Some good news on the intelligent design in biology classes debate…
On Tuesday a federal judge ruled that Pennsylvania’s Dover Area School District broke the law when it became one of the first school districts in the United States to include intelligent design in its science curriculum.
It seems that the school board in Dover, Pennsylvania had required a statement about the shortcomings of evolutionary theory to be read out and the students be referred to “Of Pandas and People” for more information about intelligent design. Turns out the board concealed local church activity (in fundraising to make copies of the book available, etc), and thus the judge held that the principle of separation of church and state was violated.
“The citizens of the Dover area were poorly served by the members of the Board who voted for the ID Policy,” Jones wrote. “It is ironic that several of these individuals, who so staunchly and proudly touted their religious convictions in public, would time and again lie to cover their tracks and disguise the real purpose behind the ID Policy.”
But the really interesting part is that the trial conducted an extensive (and at times arcane) review of the science underlying intelligent design. Lehigh University biochemist Michael Behe was forced to concede that a definition of “science” including intelligent design would also include astrology. The judge ultimately wrote:
“In making this determination, we have addressed the seminal question of whether [intelligent design] is science. We have concluded it is not.”

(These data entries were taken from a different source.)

Issue #5348, opened 2020-05-18
[content server] Show a user friendly error message when uploaded avatar image is too large


data-sync-user:
This is a follow-up to FXA-1858.  When a user upload an avatar image that's greater than the configured size limit, we should display an error message to inform the user, instead of the current generic and confusing "System unavailable, try again soon."

┆Issue is synchronized with this [Jira Bug](https://jira.mozilla.com/browse/FXA-1908)
┆Issue Number: FXA-1908

data-sync-user:
➤ Wil Clouser commented:

[~pwalmsley@mozilla.com] Could you give us some text to use for this?

data-sync-user:
➤ Philip Walmsley commented:

"The image is too large to uploaded and needs to be resized."

First pass without Content looking at it, good for now.

data-sync-user:
➤ Wil Clouser commented:

To be clear, we're talking about the file size of the image being uploaded, not the pixel dimensions of the image.  Should we change the wording to specify that?

data-sync-user:
➤ Philip Walmsley commented:

Yes, thank you for clarifying that.

"The image file size is too large to be uploaded."

vasilicatamas:
“The image file size is too large to be uploaded.” error message is successfully displayed on Stage [Train 1.180.0] under Windows 10 64-bit, Android 9 and iOS 13.4.1. But its position doesn't seem to be the right one and a new issues was filed for tracking this bug separately #5975 . Marking this issues as Verified Fixed.

![Screenshot_14](https://user-images.githubusercontent.com/18114210/87806261-4008fa80-c85f-11ea-8509-15fb89c6eb99.png)

Issue #5123, opened 2020-04-27
Unhelpful error when trying to upload an account avatar image that is too large [bz1632246]


bug-mirror:
From https://bugzilla.mozilla.org/show_bug.cgi?id=1632246

## Steps to reproduce

When trying to upload a new account avatar image for my account, I kept getting an error message:  "Service Unavailable, try again later".

After some time and guesswork, I figured out that the image was just too large and after resizing it, it worked just fine.

## Expected behavior

I expected the site to indicate the issue was with the file size and not look like a 5xx error or something.

Bonus:  It would be _really_ nice to know that there are restrictions to the image size on the upload page.

┆Issue is synchronized with this [Jira Task](https://jira.mozilla.com/browse/FXA-1767)
┆Issue Number: FXA-1767

data-sync-user:
➤ Wil Clouser commented:

Thanks for filing this.  It would be good to know what the restrictions are.  Some quick testing showed unreliable results (eg. a solid black image resulted).  We should also enforce/announce limits on the client side to save people uploading time.

Vijay says the default config has this limit at 1MB.

I'm going to add the needs:ux flag for how to display the error and what the wording is.  /cc [~pwalmsley@mozilla.com]

rbillings:
**What type is it? How frequently will users hit this issue?**
Bug due to an unhelpful error
**Frequency**: low
**How was this found?**
User [dev] filed in Bugzilla.
**What caused it?**
**Why didn’t we catch it sooner?**
This happened for so long it wasn't noticed anymore
**How do we ensure it doesn’t repeat?**
It's a one time issue
**Is this a symptom of a broader issue**
No

vasilicatamas:
This issue seems to be similar to https://jira.mozilla.com/browse/FXA-1908

byrw:
can I work on it?

PR #5941, opened 2020-07-14
fix(content-server): create storage size limit to uploaded avatar image.

byrw:
Because:

* When the user uploaded a big image and an error message appeared, it was not possible to know the cause of the problem.

This commit:

* Create a limit size to uploaded images.

Closes: #5348, #5123

## Checklist

### DIFF
--- a/packages/fxa-content-server/app/scripts/lib/constants.js
+++ b/packages/fxa-content-server/app/scripts/lib/constants.js
@@ -86,6 +86,9 @@ module.exports = {
   PROFILE_IMAGE_MIN_WIDTH: 100,
   DEFAULT_PROFILE_IMAGE_MIME_TYPE: 'image/jpeg',
 
+  // Limit to 1.35 megabytes
+  PROFILE_FILE_IMAGE_MAX_UPLOAD_SIZE: 1.35 * 1024 * 1024,
+
   ONERROR_MESSAGE_LIMIT: 100,
 
   ACCOUNT_UPDATES_WEBCHANNEL_ID: 'account_updates',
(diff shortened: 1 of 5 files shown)


packages/fxa-content-server/app/scripts/lib/constants.js
```diff
@@ -86,6 +86,9 @@ module.exports = {
   PROFILE_IMAGE_MIN_WIDTH: 100,
   DEFAULT_PROFILE_IMAGE_MIME_TYPE: 'image/jpeg',
 
+  // Limit to 20 megabytes
+  PROFILE_FILE_IMAGE_MAX_UPLOAD_SIZE: 20 * 1000 * 1000,
```
jodyheavener, line 90: I thought the value for this was going to be [this](https://github.com/mozilla/fxa/blob/main/packages/fxa-profile-server/lib/config.js#L100-L104), but it looks like in production it's actually `1024 * 1024 * 1.35`

byrw: I just picked an arbitrary value to be the limit. What number do you think it's better? Should I choose `1.35*1024*1024`?

jodyheavener: Yes I believe so, given that’s what we have for the server-side validation.

byrw: If there is a server-side validation, then why it is possible to upload a big image?

jodyheavener: I believe that's where folks are seeing the "System unavailable, try again soon" error message. But it's possible something else is going on that I am unaware of. 

Thank you for updating! I've verified locally that a 3MB file fails, but a 1.2MB file is accepted, as well as some other sizes to be sure.

Issue #5944, opened 2020-07-14
[admin-panel] mozilla observatory - two failing checks for consideration


data-sync-user:
|----|----|
|[Referrer Policy](https://infosec.mozilla.org/guidelines/web_security#referrer-policy)| |

|----|
|~~5\|Referrer~~Policy header set unsafely to `"origin"`, `"origin-when-cross-origin"`, or `"unsafe-url"`|

|----|----|
|Restricts where `<form>` contents may be submitted by using `form-action 'none'`, `form-action 'self'`, or specific URIs| |

|----|
| |

┆Issue is synchronized with this [Jira Task](https://jira.mozilla.com/browse/FXA-2265)
┆Issue Number: FXA-2265

PR #5946, opened 2020-07-14
feat(admin): set referrer-policy header, form-action csp directive

jodyheavener:
## Because

[Mozilla Observatory](https://observatory.mozilla.org/) identified two areas where security could be improved with the Admin Panel:

1. We don't set the [`form-action` CSP directive](https://developer.mozilla.org/en-US/docs/Web/HTTP/Headers/Content-Security-Policy/form-action), which dictates which addresses can be used in `<form>` submissions.
2. We don't set the [`Referrer-Policy`](https://developer.mozilla.org/en-US/docs/Web/HTTP/Headers/Referrer-Policy) header, which means it defaults to `no-referrer-when-downgrade`. 

## This pull request

1. Sets the `form-action` CSP directive to `'none'`. This could also be `'self'`, but because currently our only form's submission is handled by React there is no need for an `action`. In the future we may want to relax this. I left a note in the code.
2. Sets the `Referrer-Policy` header to `same-origin`. I could be persuaded to use `no-referrer`, too.

Also, updated some tests to remove unnecessary use of Promises and assert all expected headers set by middleware.

Closes: #5944

## Checklist

### DIFF
--- a/packages/fxa-admin-panel/server/lib/server.test.ts
+++ b/packages/fxa-admin-panel/server/lib/server.test.ts
@@ -12,39 +12,43 @@ function expectValueNotToBeUnknown(value: string) {
 }
 
 describe('Test simple server routes', () => {
-  test('__version__ should have correct structure', () => {
-    return new Promise(async (done) => {
-      const response = await request(app).get('/__version__');
-      expect(response.status).toStrictEqual(200);
-      expect(response.header['content-type']).toStrictEqual(
-        'application/json; charset=utf-8'
-      );
-      const body = response.body;
-      expect(Object.keys(body).sort()).toStrictEqual([
-        'commit',
-        'source',
-        'version',
-      ]);
-      expectValueNotToBeUnknown(body.commit);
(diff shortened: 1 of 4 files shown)


packages/fxa-admin-panel/server/lib/server.test.ts
```diff
@@ -12,39 +12,43 @@ function expectValueNotToBeUnknown(value: string) {
...
-        'version',
-      ]);
-      expectValueNotToBeUnknown(body.commit);
-      expectValueNotToBeUnknown(body.source);
-      expectValueNotToBeUnknown(body.version);
-      expect(body.version).toStrictEqual(pkg.version);
-      // check that the commit value looks like a git SHA
-      expect(body.commit).toMatch(/^[0-9a-f]{40}$/);
-      done();
+  test('routes should have correct headers', async () => {
```
LZoog, line 15: Huh, TIL `it` in jest is an alias of `test`.

PR #5948, opened 2020-07-14
fix(l10n): fixed currency localization for "other than US" locales

dannycoates:
For en locales that don't have their own ftl file this change
sets their FluentResource to be that of en-GB, which does have
an ftl file in order for the currency to be rendered as 'US$x.xx'
instead of the US fallback of '$x.xx' which is ambiguous in which
currency is meant.

These locales are currently hard coded in AppLocalizationProvider
because other services fail when they can't load l10n files that
are present in supportedLanguages.json but not in the l10n repo.

### DIFF
--- a/packages/fxa-payments-server/src/lib/AppLocalizationProvider.tsx
+++ b/packages/fxa-payments-server/src/lib/AppLocalizationProvider.tsx
@@ -10,6 +10,8 @@ import React, { Component } from 'react';
 
 import availableLocales from 'fxa-shared/l10n/supportedLanguages.json';
 
+const OTHER_EN_LOCALES = ['en-NZ', 'en-CA', 'en-SG', 'en-MY']
+
 async function fetchMessages(baseDir: string, locale: string, bundle: string) {
   try {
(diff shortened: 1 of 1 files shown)


dannycoates:
I tried adding a test to `AppLocalizationProvider.test.js` but it ends up with no US specifier, i.e. `$1.23`. It works in a real browser so I wonder if this is a quirk of the test harness? @lmorchard @chenba ideas?

chenba:
> 
> 
> I tried adding a test to `AppLocalizationProvider.test.js` but it ends up with no US specifier, i.e. `$1.23`. It works in a real browser so I wonder if this is a quirk of the test harness? @lmorchard @chenba ideas?

Is there a gist or branch I can look at?

dannycoates:
@chenba https://gist.github.com/dannycoates/b642f757f7f6c52959b66b6e887026bf

chenba:
Yeah, `getLocalizedCurrency` still has `en-US` hard coded for its locale.  😭

chenba:
In other words, your test is too good.  I think we just need to know a string from 'en-GB' is used when the locale is 'en-NZ'?

PR #5951, opened 2020-07-14
feat(auth-server): use payment method on file for card

### LINKED ISSUE #5902: Return invoice default payment method details for customer
The auth-server customer endpoint returns source information. For customers that use payment methods with Payment Intent and Setup Intent's, the default payment method for invoices should be returned here instead.

┆Issue is synchronized with this [Jira Task](https://jira.mozilla.com/browse/FXA-2256)
┆Issue Number: FXA-2256

bbangert:
Because:

* We only looked at sources to return payment method before and
  now we also handle payent methods as a default invoice option.

This commit:

* Looks to see if a payment method was attached as a default invoice
  option and uses it for returned card data.

Closes #5902

## Checklist

I've also added expansion of this object to the cached customer object, even though its not needed at the moment so that they will match up as desired later.

### DIFF
--- a/packages/fxa-auth-server/lib/payments/stripe.js
+++ b/packages/fxa-auth-server/lib/payments/stripe.js
@@ -10,6 +10,7 @@ const stripe = require('stripe').Stripe;
 
 /** @typedef {import('stripe').Stripe.Customer} Customer */
 /** @typedef {import('stripe').Stripe.Event} StripeEvent */
+/** @typedef {import('stripe').Stripe.PaymentMethod} PaymentMethod */
 /** @typedef {import('stripe').Stripe.Plan} Plan */
 /** @typedef {import('stripe').Stripe.Product} Product */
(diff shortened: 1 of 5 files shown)


lmorchard:
Gave this a try with the `/v2/product` subscription flow - http://localhost:3031/v2/products/prod_GqM9ToKK62qjkK

But the getCustomer route throws a 500 error on page load. No real detail in logs. Can dig in further after dinner or early tomorrow morning.

bbangert:
Have I mentioned lately how annoying the Stripe docs can be sometimes? They make it out like that *should work*, oh well.

bbangert:
Phew, ok, what a pain. I tested the /v2/ path locally, thanks for the URL! It works, the card info shows up properly on the Subscriptions management page. I was unable to get the /v2/ working initially and dug in to find out the `next_action` validator didn't agree with whatever object was there, so I removed the validator entirely since there's not really any point validating it since Stripe says you should return it as is. That got the whole flow working.

PR #5955, opened 2020-07-15
fix(l10n): use accept language for currency l10n in emails

dannycoates:
same reason as 5f8495594d4edd8c3f959aad70bd70b2f5e1c253

### DIFF
--- a/packages/fxa-auth-server/test/local/senders/email.js
+++ b/packages/fxa-auth-server/test/local/senders/email.js
@@ -1244,6 +1244,15 @@ describe('lib/senders/email:', () => {
     });
   }
 
+  it('formats currency strings sanely', () => {
+    const result = mailer._getLocalizedCurrencyString(
+      123,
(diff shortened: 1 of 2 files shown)


packages/fxa-auth-server/test/local/senders/email.js
```diff
@@ -1244,6 +1244,15 @@ describe('lib/senders/email:', () => {
     });
   }
 
+  it('formats currency strings sanely', () => {
+    const result = mailer._getLocalizedCurrencyString(
+      123,
+      'USD',
+      'en-US;q=0.5,en;q=0.3,en-NZ'
```
lmorchard, line 1251: Hmm, trying to remember how these priorities work. Would have thought that the en-US q value would take priority. Seems to work whether I understand it or not, though. :)

dannycoates:
Maybe we want to do this for date & time too? (later)

PR #5958, opened 2020-07-15
chore(cad): disable qr code experiment

vbudhram:
## Because

- We have gathered enough experiment data and don't need to keep running while we do the analysis

## This pull request

- Stops the qr code experiment


vbudhram:
@davismtl this experiment will be disabled in next train (181).

Issue #5884, opened 2020-07-07
FPN listed many times in 'delete account' warning screen


6a68:
I signed up for FPN last week when testing an FPN bug. I've canceled my subscription and uninstalled the addon.

When I looked at the 'delete account' warning screen today on the settings page, I noticed a ton of duplicate FPN entries (see screenshot below).

<img width="617" alt="Screen Shot 2020-07-07 at 4 56 00 PM" src="https://user-images.githubusercontent.com/96396/86857278-0bcd5700-c073-11ea-8452-43237fef145a.png">

┆Issue is synchronized with this [Jira Task](https://jira.mozilla.com/browse/FXA-2247)
┆Issue Number: FXA-2247

PR #5964, opened 2020-07-16
fix(delete account): Filter active subscriptions for unique product names

LZoog:
## Because
* If users have multiple subscriptions of the same name they show multiple times.

## This pull request
* Creates a new Set of active subscription product names and displays this list rather than display all active subscriptions.

Closes: #5884

## Checklist

### DIFF
--- a/packages/fxa-content-server/app/scripts/templates/settings/delete_account.mustache
+++ b/packages/fxa-content-server/app/scripts/templates/settings/delete_account.mustache
@@ -23,11 +23,9 @@
 
       <ul class="delete-account-product-list {{#hasTwoColumnProductList}}two-col{{/hasTwoColumnProductList}}">
         {{#subscriptions}}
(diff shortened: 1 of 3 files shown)


packages/fxa-content-server/app/scripts/templates/settings/delete_account.mustache
```diff
@@ -23,11 +23,9 @@
 
       <ul class="delete-account-product-list {{#hasTwoColumnProductList}}two-col{{/hasTwoColumnProductList}}">
         {{#subscriptions}}
-          {{#product_name}}
-            <li class="delete-account-product-subscription" title="{{product_name}}">
-              {{product_name}}
-            </li>
-          {{/product_name}}
+          <li class="delete-account-product-subscription" title="{{.}}">
+            {{.}}
```
jodyheavener, line 27: TIL

PR #5968, opened 2020-07-16
chore(build): build fxa-email-service less often

dannycoates:
We're building email-service on train tags more often
than we need to and doing so adds a good chunk of time to the
build process.

We've already got some logic in hash-source.sh to determine
when a build should happen. This change adjusts the criteria
to exclude the files that change when a tag is done even when
there's no meaningful changes.

### DIFF
--- a/packages/fxa-email-service/scripts/hash-source.sh
+++ b/packages/fxa-email-service/scripts/hash-source.sh
@@ -4,10 +4,13 @@ DIR=$(dirname "$0")
 cd $DIR/..
 
 git ls-files | \
-# exclude version.json because it changes on every build.
-# Cargo.toml serves as a signal for new releases
-grep -v -e 'version\.json$' | \
+# exclude these files because they change more often than we want to build.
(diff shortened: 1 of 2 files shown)


packages/fxa-email-service/scripts/hash-source.sh
```diff
@@ -4,10 +4,13 @@ DIR=$(dirname "$0")
...
-# exclude version.json because it changes on every build.
-# Cargo.toml serves as a signal for new releases
-grep -v -e 'version\.json$' | \
+# exclude these files because they change more often than we want to build.
+grep -v -e '^version\.json$' -e '^CHANGELOG\.md$' -e '^Cargo\.toml$' -e '^Cargo\.lock$' | \
 sort | \
 xargs cat | \
+# This is kind of a silly way to let dependency updates trigger a new hash without
+# including the package version line, but a better way involves more parsing than
+# I'd like to do a the moment. It skips the first 4 lines of Cargo.toml
```
chenba, line 13: Tiny typo here: at is missing its 't'.

dannycoates: nice catch

PR #5972, opened 2020-07-17
fix(payments): subscription emails should work without payment methods

### LINKED ISSUE #5903: Subscription emails should not require a payment method
Free trials with no card on file, or reviewer style accounts with no card on file will trigger errors when we try to send invoices. We should update our email/webhook handling to allow customers to not have a payment method on file.

┆Issue is synchronized with this [Jira Bug](https://jira.mozilla.com/browse/FXA-2258)
┆Issue Number: FXA-2258

lmorchard:
- rather than throw a validation error, simply hide sections of emails
  that mention credit cards when the payment method info is unavailable

fixes #5903


packages/fxa-auth-server/lib/payments/stripe.ts
```diff
@@ -1501,25 +1486,15 @@ class StripeHelper {
...
-          `Expected card payment method details for invoice: ${invoice.id}`
-        )
-      );
+    let lastFour: string | null = null;
+    let cardType: string | null = null;
+    if (charge?.payment_method_details?.card) {
+      ({
+        brand: cardType,
+        last4: lastFour,
+      } = charge.payment_method_details.card);
```
chenba, line 1495: nit: these few lines are identical to those above, so perhaps wrap them into a function.

lmorchard:
Tweaked to DRY up card detail extraction, will merge after CI goes green

Issue #5066, opened 2020-04-22
[l10n] Delete account flow translations


data-sync-user:
Add l10n support for the delete account separate page and flow.

┆Issue is synchronized with this [Jira Task](https://jira.mozilla.com/browse/FXA-1735)
┆Issue Number: FXA-1735

PR #7328, opened 2021-01-21
feat(l10n): setup localization for delete account page

vbudhram:
## Because

- Delete account page should be localized

## This pull request

- Adds localization..

Closes: #5066

## Checklist

### DIFF
--- a/packages/fxa-settings/src/components/PageDeleteAccount/en-US.ftl
+++ b/packages/fxa-settings/src/components/PageDeleteAccount/en-US.ftl
@@ -1,0 +1,32 @@
+## Delete account page
+delete-account-header =
+ .title = Delete Account
+
+delete-account-step-1-2 = Step 1 of 2
+delete-account-step-2-2 = Step 2 of 2
+
+delete-account-confirm-title = You've connected your Firefox account to Mozilla products that keep you secure and productive on the web:
+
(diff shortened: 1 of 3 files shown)


packages/fxa-settings/src/components/PageDeleteAccount/en-US.ftl
```diff
@@ -0,0 +1,32 @@
...
+ .title = Delete Account
+
+delete-account-step-1-2 = Step 1 of 2
+delete-account-step-2-2 = Step 2 of 2
+
+delete-account-confirm-title = You've connected your Firefox account to Mozilla products that keep you secure and productive on the web:
+
+mozilla-vpn = Mozilla VPN
+firefox-lockwise = Firefox Lockwise
+firefox-monitor = Firefox Monitor
```
chenba, line 12: nit and maybe we don't need it right now, but having a prefix- for these more generic ids would be a good preventive measure against id clashing in the combined ftl.

chenba (approved):
:shipit:

packages/fxa-settings/src/components/PageDeleteAccount/en-US.ftl
vbudhram: Yea, I wasn't sure how to handle this because I can see some generic/branding text being used all over.

PR #7332, opened 2021-01-21
chore(docs): Add missing package README links

LZoog:
Was passing by and noticed some packages were missing links to their docs.

miss u fxa


6a68 (approved):
👋 Thanks!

Of course this has already been branded as judicial activism.
Here’s what’s really funny. Dover students were read a four-paragraph statement that stated, among other things, evolution is a theory, not a fact, and that this theory contains “gaps.” Well. If evolution is being taught properly, those very issues are covered as well! As a working theory, scientists continue to investigate issues that might support it, modify it, or even contradict it. The theory of evolution has changed considerably since Darwin’s day (he would not even recognise aspects of it) because of new information (in particular genetics and genes, which were unknown in Darwin’s day). And of course there are gaps. They are busy being filled in, and no doubt some larger gaps will result in modification of the theory. That’s what science is. It isn’t even the case that a creator is ruled out. There simply is no evidence one way or the other, so the theory procedes completely independently of that. If such proof comes up, it will fit right in. That’s the beauty of science.
Does that mean we shouldn’t question where we came from, or why, or how? Of course not. I happen to believe there is a creator, myself. But such discussion goes into a philosophy class, or a religion class. Either of which are perfectly legitimate classes available to American students.